Foto: Herbert Geisler 8/2002
Lehe. Der Columbusbahnhof hat eine neue Attraktion. Dort wurde am Mittwoch eine
Gedenkwand für den Norddeutschen Lloyd Bremen mit Bildern der Schnelldampfer
"Europa" und "Bremen" sowie der Kommodores Leopold
Ziegenbein, Nicolaus Johnson und Adolf Ahrens enthüllt.
Die Festrede vor etwa 30 Gästen hielt Arnold Kludas, der ehemalige Bibliothekar
des Deutschen Schiffahrtsmuseums. Er hofft, daß die Tradition des Norddeutschen
Lloyd nicht in Vergessenheit gerät. Die Schnelldampfer "Bremen" und
"Europa" waren die ersten beiden, die nach dem ersten Weltkrieg gebaut
wurden. Beide gewannen das "Blaue Band", für die schnellste
Überquerung des Nordatlantiks. Sie waren fünf Jahre lang konkurrenzlos.

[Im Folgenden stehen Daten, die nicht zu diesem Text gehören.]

Issue #6802, opened 2023-05-17
On-demand migration of sources' private keys to database-backed storage upon login


legoktm:
As part of our work to migrate to Sequoia, we will migrate sources' private keys on-demand when they log in to the database-backed storage.

As discussed in #6499, gpg stores keys in their own encrypted format, and we need the source's passphrase to unlock them, so we can't do it offline (like the public key migration). The plan is that when a source logs in, we'll see that they don't have a private key in the database, so we'll try to export their private key from gpg and then store it in the database in the armored and encrypted OpenPGP format.

legoktm:
Likely the main work here is that pretty_bad_protocol (AFAICT) doesn't already have a function to export private keys, so that will need to be done as part of this task, whether in p_b_p or just separately and directly calling GPG.

legoktm:
> Likely the main work here is that pretty_bad_protocol (AFAICT) doesn't already have a function to export private keys, so that will need to be done as part of this task, whether in p_b_p

This is implemented in #6907.

Issue #6800, opened 2023-05-17
One-time migration of sources' public keys and fingerprints from gpg to database-backed storage


legoktm:
As part of our work to migrate to Sequoia, we will perform a one-time, alembic migration of sources' public keys and fingerprints from the gpg keyring and into the new database backed storage (added in https://github.com/freedomofpress/securedrop/issues/6799).

This will iterate over each source, fetch the armored public key out of the gpg keyring, get the fingerprint, and store both in the database.

PR #6892, opened 2023-07-21
New source creation uses Sequoia

### LINKED ISSUE #6799: New source creation uses Sequoia

legoktm:
## Status

Ready for review

## Description of Changes

At a high-level, this PR includes:

* Storing journalist public key out of the GPG keyring - including a hopefully not too hacky postinst migration
* DB schema change, adding 3 columns to the source table
* Have redwood encrypt streams instead of files
* Changing all the EncryptionManager.encrypt_* functions to use redwood, and sometimes the decrypt function
* Actually switching the new source creation to Sequoia
* A bunch of fixes to tests

Each commit message should give a detailed explanation.

Fixes #6799.

## Testing

This test plan focuses on:
* key generation and storage
* GPG<-->PGP interop points
* journalist pub key migration

I'm intentionally skipping manual testing of GPG-created sources because that makes sense to test during the PRs for public key and private key migrations since the behavior will be different. For the purposes of this PR, the automated test coverage should be sufficient.

### In the dev environment
* [x] Spinning up a dev environment with `make dev` works
* [x] In the running container, `select * from sources` and see that public and private keys of the pre-generated sources are stored in the database
* [x] In the running container, `echo "select pgp_secret_key from sources limit 1" | sqlite3 /var/lib/securedrop/db.sqlite`, copy the private key to a separate file, `test.asc`, and then run `sq inspect test.asc` and observe that it says: "Secret key: Encrypted" for both the key and the encryption subkey. It should also say its a 4096-bit RSA key.
* [x] Create a new source through the SI (key generation works via web)
* [x] Log in as a source, submit a file and a message
* [x] Log into the JI and download said file + message and decrypt them using GPG
* [x] Send a reply to the source from the JI. Switch back to the SI and verify you're able to read it (it decrypts properly)
* [x] Back to the JI, download your own reply, and verify you can decrypt it using GPG (it was correctly encrypted to both the source and the journalist)  
### On a staging instance
* [x] Set up a 2.6.0 prod/staging instance
* [x] Copy `securedrop/tests/files/test_journalist_key.pub` from the `develop` branch and import it into the keyring (`sudo -u www-data gpg --homedir /var/lib/securedrop/keys --import test_journalist_key.pub`). This will make sure the non-SHA-1 version of the key is being used. 
* [x] Run `sudo -u www-data gpg --homedir /var/lib/securedrop/keys -k`, it should show the public journalist key (and possibly a few source keys)
* [x] Check out this PR and run `make build-debs`
* [x] Copy and install the securedrop-app-code deb onto the app server.
* [x] Verify `/var/lib/securedrop/journalist.pub` now exists. It should be owned by root, with group www-data, and 640 permissions (root gets read-write, www-data is read-only, world has nothing).
* [x] Copy journalist.pub to somewhere that has `sq` installed and pass it to `sq inspect` - the fingerprint should match the gpg output from earlier and what's specified in your config.py.
* [x] Create a new source and successfully submit a message
* [x] Log in as a journalist and submit a reply

### SDW integration
* [ ] Point an SDW setup at the staging/prod instance you created
* [ ] Log in as the journalist, verify you can decrypt/read both the source message and the journalist reply
* [ ] Submit a reply to the source
* [ ] Switch back to the SI, verify you can read the reply sent from SDW as the source.

## Deployment

Any special considerations for deployment? Yes, the DB migration is one way.

## Checklist


securedrop/encryption.py
```diff
@@ -34,27 +36,14 @@ class GpgDecryptError(Exception):
...
-    DEFAULT_KEY_EXPIRATION_DATE = "0"
-
     REDIS_FINGERPRINT_HASH = "sd/crypto-util/fingerprints"
     REDIS_KEY_HASH = "sd/crypto-util/keys"
 
-    SOURCE_KEY_NAME = "Source Key"
     SOURCE_KEY_UID_RE = re.compile(r"(Source|Autogenerated) Key <[-A-Za-z0-9+/=_]+>")
 
-    def __init__(self, gpg_key_dir: Path, journalist_key_fingerprint: str) -> None:
+    def __init__(self, gpg_key_dir: Path, data_root: Path) -> None:
```
nabla-c0d3: Was there a specific reason for this change ?
The downside is that the `EncryptionManager` class now has to know the layout of Securedrop's data folder; specifically where the journalist's public key is expected to be. To me, it seems like unnecessary "coupling" (between the config / folder layout and `EncryptionManager`).

securedrop/encryption.py
```diff
@@ -134,63 +102,48 @@ def get_source_key_fingerprint(self, source_filesystem_id: str) -> str:
...
-            plaintext_in=reply_as_stream,
-            ciphertext_path_out=encrypted_reply_path_out,
+            recipients=[source.public_key, self.get_journalist_public_key()],
+            plaintext=reply_in,
+            destination=encrypted_reply_path_out,
         )
 
-    def decrypt_journalist_reply(self, for_source_user: "SourceUser", ciphertext_in: bytes) -> str:
+    def decrypt_journalist_reply(
+        self, for_source_user: "SourceUser", for_source: "Source", ciphertext_in: bytes
```
nabla-c0d3: I think it's confusing to have both `for_source_user` and `for_source`. For example, what happens if they don't match? How will the reader understand without having to look at the implementation?

Why not just have `for_source_user` ? The source can then be retrieved via `for_source_user.get_db_record()`.

securedrop/encryption.py
```diff
@@ -134,63 +102,48 @@ def get_source_key_fingerprint(self, source_filesystem_id: str) -> str:
...
-            plaintext_in=file_in,
-            ciphertext_path_out=encrypted_file_path_out,
+            recipients=[self.get_journalist_public_key()],
+            plaintext=file_in,
+            destination=encrypted_file_path_out,
         )
 
     def encrypt_journalist_reply(
-        self, for_source_with_filesystem_id: str, reply_in: str, encrypted_reply_path_out: Path
+        self, source: "Source", reply_in: str, encrypted_reply_path_out: Path
```
nabla-c0d3: For consistency, I would call the argument `for_source` instead of `source`, to mirror the argument names of `decrypt_journalist_reply()` function below.

securedrop/tests/functional/app_navigators/journalist_app_nav.py
```diff
@@ -16,7 +14,8 @@
 from selenium.webdriver.support import expected_conditions
 from tests.functional.app_navigators._nav_helper import NavigationHelper
 from tests.functional.tor_utils import proxies_for_url
-from tests.test_encryption import import_journalist_private_key
+
+from ... import utils
```
nabla-c0d3: For best readability, I would recommend not mixing absolute imports and relative imports; why not just use absolute imports everywhere ?

nabla-c0d3 (commented):
I had a quick look and left a few comments, most of them pretty minor but hopefully helpful! Nice work on the new Rust encryption library.

securedrop/encryption.py
legoktm: Since Sequoia doesn't have a keyring, we need to store the journalist key somewhere that can be read from. It theoretically could be in the DB but I thought putting it in the filesystem made the provisioning and upgrading logic simpler.

Maybe we could pass in the full path to the journalist key rather than data root?

securedrop/encryption.py
legoktm: I went back and forth on this a few times so I'm glad you're raising this because I'm not really satisfied with the current implementation. I didn't want to call `get_db_record()` since it seems wrong that the EncryptionManager is making database queries - and we already have the `Source` on hand. The issue of for_source_user/for_source not matching is bad, which I hadn't really thought of.

securedrop/tests/functional/app_navigators/journalist_app_nav.py
legoktm: I would like to switch to relative imports eventually but yeah, it should stay consistent until we're ready to migrate everything.

securedrop/encryption.py
legoktm: OK, I switched it so that `EncryptionManager.__init__` takes the full path to the pub key, but the `data_root / journalist.pub` part happens in get_default(). Does that seem reasonable to you or should I push it one level higher (in SecureDropConfig??)

securedrop/encryption.py
legoktm: I'm going to switch to just taking the SourceUser and calling get_db_record() with a TODO comment about not making DB queries.

securedrop/tests/functional/app_navigators/journalist_app_nav.py
legoktm: Switched back to absolute imports, will file a task for my ideas on relative imports.

legoktm: #6902

securedrop/encryption.py
```diff
@@ -34,27 +36,14 @@ class GpgDecryptError(Exception):
...
     REDIS_KEY_HASH = "sd/crypto-util/keys"
 
-    SOURCE_KEY_NAME = "Source Key"
     SOURCE_KEY_UID_RE = re.compile(r"(Source|Autogenerated) Key <[-A-Za-z0-9+/=_]+>")
 
-    def __init__(self, gpg_key_dir: Path, journalist_key_fingerprint: str) -> None:
+    def __init__(self, gpg_key_dir: Path, journalist_pub_key: Path) -> None:
         self._gpg_key_dir = gpg_key_dir
-        self._journalist_key_fingerprint = journalist_key_fingerprint
+        self.journalist_pub_key = journalist_pub_key
```
nabla-c0d3, line 47: I think this is good 👍

nabla-c0d3: Optionally, you could check if the file exists here.

securedrop/encryption.py
```diff
@@ -71,43 +60,23 @@ def __init__(self, gpg_key_dir: Path, journalist_key_fingerprint: str) -> None:
...
-
     @classmethod
     def get_default(cls) -> "EncryptionManager":
         global _default_encryption_mgr
         if _default_encryption_mgr is None:
             config = SecureDropConfig.get_current()
             _default_encryption_mgr = cls(
                 gpg_key_dir=config.GPG_KEY_DIR,
-                journalist_key_fingerprint=config.JOURNALIST_KEY,
+                journalist_pub_key=(config.SECUREDROP_DATA_ROOT / "journalist.pub"),
```
nabla-c0d3, line 75: Looks good too

nabla-c0d3 (approved):
The changes look good. 
As for imports, absolute imports are usually more readable and straightforward than relative imports, so I would recommend using absolute imports everywhere.

securedrop/encryption.py
legoktm: Oh good point, done.

cfm:
@legoktm, would you mind rebasing and resolving conflicts from `develop` after #6884 and #6891?  I'm starting review today commit by commit, but I'd like to read the overall diff tomorrow before starting in on the test plan.

install_files/ansible-base/roles/app/tasks/initialize_securedrop_app.yml
```diff
@@ -1,18 +1,24 @@
...
+    owner: "root"
+    group: "www-data"
+    mode: "0640"
   tags:
     - securedrop_config
 
 - name: Import the SecureDrop Application GPG public key to the Application Server keyring.
-  # multiline format for command module, since this is a long command
+  # TODO: We don't need this but it sets up the GPG keyring so let's leave it in place now
+  # and get rid of it later.
```
cfm: How would you feel about explicitly specifying when this can be removed?  I assume that's probably #6800 + #6802.

(Should the keyring itself be removed on upgrade as well?)

securedrop/debian/securedrop-app-code.postinst
```diff
@@ -168,6 +168,23 @@ update_apache2_headers(){
...
+# as part of the GPG -> Sequoia migration.
+export_journalist_public_key() {
+    # config.py is root-writable, so it's safe to run it as root to extract the fingerprint
+    journalist_pub="/var/lib/securedrop/journalist.pub"
+    if ! test -f $journalist_pub; then
+        # Based on sdconfig.py, this should work with very old config.py files.
+        fingerprint=$(cd /var/www/securedrop; python3 -c "import config; print(config.JOURNALIST_KEY)")
+        # Set up journalist.pub as root/www-data 640 before writing to it.
+        install --mode=640 --owner=root --group=www-data $journalist_pub
+        # FIXME: we should verify the exported key matches the fingerprint we wanted.
```
cfm: I agree that this would be a useful sanity check.

legoktm:
Done, now the parent PRs have been merged, if it would making reviewing easier, some parts of this could be split off into separate PRs - let me know.

securedrop/encryption.py
```diff
@@ -71,43 +64,23 @@ def __init__(self, gpg_key_dir: Path, journalist_key_fingerprint: str) -> None:
...
-            name_real=self.SOURCE_KEY_NAME,
-            creation_date=self.DEFAULT_KEY_CREATION_DATE.isoformat(),
-            expire_date=self.DEFAULT_KEY_EXPIRATION_DATE,
-        )
-        new_key = self._gpg.gen_key(gen_key_input)
-
-        # Store the newly-created key's fingerprint in Redis for faster lookups
-        self._save_key_fingerprint_to_redis(source_user.filesystem_id, str(new_key))
-
     def delete_source_key_pair(self, source_filesystem_id: str) -> None:
```
cfm, line 79: Nit: I would prefer a docstring like:

```suggestion
    def delete_source_key_pair(self, source_filesystem_id: str) -> None:
        """
        Try to delete the source's key from the filesystem.  If it's not found, either (a) it doesn't exist or (b) the source is Sequoia-based and has its key stored in Source.public_key, which will be deleted when the Source instance itself is deleted.
        """
```

securedrop/encryption.py
cfm, line 1: Because I try to "see through" the directional typing of messages and replies, I wonder how you would feel about a consolidation like the following.  (Even if you like it, it might be out of scope.)  References not updated in this diff:

```diff
--- a/securedrop/encryption.py
+++ b/securedrop/encryption.py
@@ -106,30 +106,32 @@ class EncryptionManager:
         self._save_key_fingerprint_to_redis(source_filesystem_id, source_key_fingerprint)
         return source_key_fingerprint
 
-    def encrypt_source_message(self, message_in: str, encrypted_message_path_out: Path) -> None:
-        redwood.encrypt_message(
-            # A submission is only encrypted for the journalist key
-            recipients=[self.get_journalist_public_key()],
-            plaintext=message_in,
-            destination=encrypted_message_path_out,
-        )
-
-    def encrypt_source_file(self, file_in: BinaryIO, encrypted_file_path_out: Path) -> None:
+    def encrypt_file(self, file_in: BinaryIO, encrypted_file_path_out: Path) -> None:
+        """A submission is only encrypted for the journalist key."""
         redwood.encrypt_stream(
-            # A submission is only encrypted for the journalist key
             recipients=[self.get_journalist_public_key()],
             plaintext=file_in,
             destination=encrypted_file_path_out,
         )
 
-    def encrypt_journalist_reply(
-        self, for_source: "Source", reply_in: str, encrypted_reply_path_out: Path
+    def encrypt_message(
+        self,
+        message_in: str,
+        encrypted_message_path_out: Path,
+        for_source: Optional["Source"] = None,
     ) -> None:
+        """
+        A submission (message) is only encrypted for the journalist key.
+        A reply is encrypted for both the journalist key and the source key.
+        """
+        recipients = self.get_journalist_public_key()
+        if for_source:
+            recipients.append(for_source.public_key)
+
         redwood.encrypt_message(
-            # A reply is encrypted for both the journalist key and the source key
-            recipients=[for_source.public_key, self.get_journalist_public_key()],
-            plaintext=reply_in,
-            destination=encrypted_reply_path_out,
+            recipients=recipients,
+            plaintext=message_in,
+            destination=encrypted_message_path_out,
         )
```

I'm tempted to argue for further consolidating `encrypt_file`, which would hide the decision between `redwood.encrypt_{message,stream}()` as an implementation detail of the `EncryptionManager`.  But that feels like pushing it.  :-)

securedrop/encryption.py
cfm: One way to solve this coupling would be with a decorator, e.g.:

```diff
--- a/securedrop/encryption.py
+++ b/securedrop/encryption.py
@@ -132,9 +132,10 @@ class EncryptionManager:
             destination=encrypted_reply_path_out,
         )
 
-    def decrypt_journalist_reply(self, for_source_user: "SourceUser", ciphertext_in: bytes) -> str:
-        # TODO: we shouldn't be making database queries here
-        for_source = for_source_user.get_db_record()
+    @with_source_from_source_user
+    def decrypt_journalist_reply(
+        self, for_source_user: "SourceUser", for_source: "Source", ciphertext_in: bytes
+    ) -> str:
         if for_source.pgp_secret_key is not None:
             return redwood.decrypt(
                 ciphertext_in,
```

That would let `with_source_from_source_user` be the glue between `decrypt_journalist_reply()`, which needs the `Source` but which we don't want to query the database, and its caller, which we don't want to be able pass an unmatched `SourceUser`/`Source` pair.

cfm (commented):
@legoktm, I've read through the implementation, and I think this is fabulous work.  I've left some comments inline: let me know what you think, but they're not blocking.  Tomorrow I will:

1. [x] step through your test plan; and
2. [x] read through the tests.

install_files/ansible-base/roles/app/tasks/initialize_securedrop_app.yml
legoktm: Yeah I was thinking around the time we do the private keys migration, clarified the comment.

> (Should the keyring itself be removed on upgrade as well?)

Well the private keys will be migrated one-by-one when sources log in, so we'll just slowly empty the keyring. I think it's probably not worth trying to check if it's empty to delete it...

securedrop/debian/securedrop-app-code.postinst
legoktm: I think the reason I left this as a fixme was because to do so we'd have to use gpg :| but we can just copy the `validate-gpg-key.sh` from admin/bin/.

really we should install `sq` just as a utility/debugging tool, I'll file an issue for that...

securedrop/encryption.py
legoktm: Applied

securedrop/encryption.py
legoktm: I personally prefer to keep the functions separate just to make it harder to use wrong, or more obvious when used wrong at the cost of (some) duplication.

Having a function like `encrypt_journalist_reply()` means it just needs to be checked for correctness in the implementation, while `encrypt_message(for_source=...)` also needs to be verified at the call site so make sure the right thing is being passed in.

At a high level I see EncryptionManager providing a dedicated function for each type of PGP en/decryption we need, and redwood providing encrypt()/decrypt() primitives to support that. What do you think?

Sidenote: there's probably not a strong reason for the redwood encrypt_message vs encrypt_stream split anymore, the only benefit encrypt_message has is that it has slightly more type safety, but I'm not sure it's worth it still... 🤔

securedrop/encryption.py
legoktm: I don't think that really helps very much since in the only call site, we already have the `Source` object on hand, so really it should just be passing it through.

Maybe we just add a manual assertion that the two source objects point to the same filesystem_id?

(The underlying issue that trips me up is that SourceUser doesn't contain a Source object, instead loading it on-demand for unclear (to me) reasons: "We don't store the actual record to force a refresh". Don't think we need to solve that now though...)

securedrop/debian/securedrop-app-code.postinst
```diff
@@ -168,6 +168,23 @@ update_apache2_headers(){
...
+# Export the journalist public key out of the GPG keyring to journalist.pub
+# as part of the GPG -> Sequoia migration.
+export_journalist_public_key() {
+    # config.py is root-writable, so it's safe to run it as root to extract the fingerprint
+    journalist_pub="/var/lib/securedrop/journalist.pub"
+    if ! test -f $journalist_pub; then
+        # Based on sdconfig.py, this should work with very old config.py files.
+        fingerprint=$(cd /var/www/securedrop; python3 -c "import config; print(config.JOURNALIST_KEY)")
+        # Set up journalist.pub as root/www-data 640 before writing to it.
+        install --mode=640 --owner=root --group=www-data $journalist_pub
```
cfm:
```sh-session
vagrant@app-staging:~$ sudo apt install ./securedrop-app-code_2.7.0~rc1+focal_amd64.deb 
[...]
+ install --mode=640 --owner=root --group=www-data /var/lib/securedrop/journalist.pub
install: missing destination file operand after '/var/lib/securedrop/journalist.pub'
Try 'install --help' for more information.
 installed securedrop-app-code package post-installation script subprocess returned error exit status 1
 securedrop-app-code
```

Based on the usage statement—

```sh-session
vagrant@app-staging:~$ install --help | head
Usage: install [OPTION]... [-T] SOURCE DEST
  or:  install [OPTION]... SOURCE... DIRECTORY
  or:  install [OPTION]... -t DIRECTORY SOURCE...
  or:  install [OPTION]... -d DIRECTORY...

This install program copies files (often just compiled) into destination
locations you choose.  If you want to download and install a ready-to-use
package on a GNU/Linux system, you should instead be using a package manager
like yum(1) or apt-get(1).
```

—I'm not sure `install` provides the intended behavior of an atomic `touch && chown && chmod`.

cfm: This seems to do the trick:

```patch
--- a/securedrop/debian/securedrop-app-code.postinst
+++ b/securedrop/debian/securedrop-app-code.postinst
@@ -177,7 +177,9 @@ export_journalist_public_key() {
         # Based on sdconfig.py, this should work with very old config.py files.
         fingerprint=$(cd /var/www/securedrop; python3 -c "import config; print(config.JOURNALIST_KEY)")
         # Set up journalist.pub as root/www-data 640 before writing to it.
-        install --mode=640 --owner=root --group=www-data $journalist_pub
+        touch $journalist_pub
+        chown root:www-data $journalist_pub
+        chmod 640 $journalist_pub
         # FIXME: we should verify the exported key matches the fingerprint we wanted.
         # shellcheck disable=SC2024
         sudo -u www-data gpg2 --homedir=/var/lib/securedrop/keys --export --armor "$fingerprint" > $journalist_pub
```

securedrop/debian/securedrop-app-code.postinst
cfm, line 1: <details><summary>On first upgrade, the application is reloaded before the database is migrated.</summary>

Herbert Geisler und Wilhelm Bohling, Foto Peter Müller 8/2002
Die Idee zu dieser Gedenkstätte hatte der Ex-Steward Wilhelm Bohling. Von ihm
wurde die Gedenkwand auch enthüllt, mit Hilfe von Frau Willm, der Tochter des
Kommodore Ahrens und Frau Goebel, der Frau von Kapitän Goebel, der auch
jüngster 1. Offizier der "Bremen" war.
Fertiggestellt wurde die Wand von Herbert Geisler. Er ist bereits seit 50 Jahren
im Hafen beschäftigt. Geisler hat die Vergrößerungen, die Rahmen und den
NDL-Schriftzug gespendet. Er ist der Meinung, daß mit dieser Erinnerungsstätte
ein Stück Zeitgeschichte erhalten werde.